Selama itu Kartini tidak bertopang dagu. la menulis artikel-artikel a.l. dalam majalah “de Echo". Untuk memenuhi permintaan ayahnya ia menggunakan nama samaran “Tiga Saudara". Tetapi akhirnya orang toh tahu juga.
“Cis, seorang gadis menulis karangan yang dibaca semua orang, tak tahu malu.” Bahasanya lancar. Beberapa suratkabar memuat karangan Kartini sebagai reklame. Aneh bukan, seorang gadis “Inlander"'pandai menulis dalam bahasa Belanda.
Sesudah keinginannya pergi ke Eropa gagal, Kartini mula-mula ingin menjadi dokter. Ayahnya tak setuju. Tujuh tahun terlampau lama untuk gadis yang sudah berumur lebih dari 20 tahun. Mereka akan menga jukan permohonan beasiswa untuk dididik menjadi guru di Jakarta.
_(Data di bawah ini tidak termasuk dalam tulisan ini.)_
PR #2168, opened 2019-07-22
RPC publish optional work_watch flag to add to work_watcher

argakiig:
Adds flag work_watch, default true, to rpc publish allowing for blocks processed via RPC call to not be eligible for dropping from active ensuring the block is not dropped from active_transactions until confirmed. Messages will continue to originate from the block as long as the block is not confirmed

With this change publishes originating from the local node will not be dropped ensuring your blocks are always broadcast and can propagate the network


nano/node/network.cpp
```diff
@@ -215,15 +215,21 @@ bool nano::network::send_votes_cache (std::shared_ptr<nano::transport::channel>
 	return result;
 }
 
-void nano::network::flood_message (nano::message const & message_a)
+void nano::network::flood_message (nano::message const & message_a, bool const & is_dropable)
```
wezrule: Minor typo `is_droppable`. Passing a bool by ref won't be faster, primitives are generally passed by value. Also it should probably have the `_a` suffix to be consistent with the existing parameter. Same in `flood_block`

nano/node/network.cpp
```diff
@@ -215,15 +215,21 @@ bool nano::network::send_votes_cache (std::shared_ptr<nano::transport::channel>
...
 {
 	auto list (list_fanout ());
 	for (auto i (list.begin ()), n (list.end ()); i != n; ++i)
 	{
-		(*i)->send (message_a);
+		(*i)->send (message_a, nullptr, is_dropable);
 	}
 }
 
+void nano::network::flood_block (std::shared_ptr<nano::block> block_a, bool const & is_dropable)
```
SergiySW: Probably still can be in network.hpp

argakiig: was moved when I added something to the function, good catch, moved it back

nano/node/network.cpp
argakiig: thanks :)

nano/node/blockprocessor.cpp
```diff
@@ -382,7 +387,7 @@ void nano::block_processor::process_live (nano::block_hash const & hash_a, std::
 	});
 }
 
-nano::process_return nano::block_processor::process_one (nano::transaction const & transaction_a, nano::unchecked_info info_a)
+nano::process_return nano::block_processor::process_one (nano::transaction const & transaction_a, nano::unchecked_info info_a, const bool work_watcher_a)
```
guilhermelawless: Shouldn't it also be called `watch_work_a` here?

argakiig: yup, thank you I thought I got them all but good catch

nano/node/json_handler.cpp
```diff
@@ -2818,6 +2818,7 @@ void nano::json_handler::payment_wait ()
 void nano::json_handler::process ()
 {
 	const bool json_block_l = request.get<bool> ("json_block", false);
+	const bool watch_work_l = request.get<bool> ("watch_work", true);
```
SergiySW: Probably this option requires protection with enable_control? Same as work_generate

argakiig: handled same way as process force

Baca juga:Riana dan Riani, Kartini Kembar yang Selalu Menghiasi Terbang Paralayang Indonesia
Selama menunggu jawaban, mereka dirikan sebuah sekolah yang bercorak kekeluargaan. Untuk sementara tak diharapkan campur tangan pemerintah, supaya jangan terikat syarat-syarat tertentu. Bila kemudian mendapat subsidi, apa boleh buat.
Seorang janda berpangkat, yang sudah berumur akan mendampingi mereka. la juga akan memberi pelajaran agama. Sebagai wanita yang belum bersuami tak pantas tampil kemuka umum seorang diri.
Jika kemudian sudah lulus, menurut rencana mereka akan mendirikan sekolah di Magelang atau Salatiga. Pilihan jatuh pada kota-kota itu karena ada banyak dokter-dokter militer. Mereka akan membuka kursus untuk mendidik dokter-dokter wanita, perawat dan bidan dengan bekerja sama dengan dokter-dokter itu.
Sebelum pemerintah mengambil putusan orang lain sudah mendahului. Pada tanggal 27 Juni 1903 datang seorang utusan Bupati Rembang untuk meminang Kartini. la ditinggalkan isterinya dan mempunyai beberapa anak. Orang tua Kartini sangat menjetujui perjodohan itu.
Kartini menyerah. Calon suaminya seorang yang berjiwa progressip. la bersedia memberi kelonggaran pada bakal isterinya untuk meneruskan perjuangannya, juga sesudah pernikahan mereka.
Tanggal 7 Juli keluar putusan pemerintah, Kartini dan Roekmini mendapat tunjangan f 4800 untuk meneruskan pelajarannya di Jakarta.
Karena mereka tak dapat menggunakan kesempatan itu, Kartini minta pada pemerintah apakah sekiranya tunjangan itu dapat diberikan pada Salim hasratnya yang besar untuk belajar di Eropa mendjadi dokter.
Rupa-rupanya permintaan itu ditolak, Salim tidak beladjar di negeri Belanda.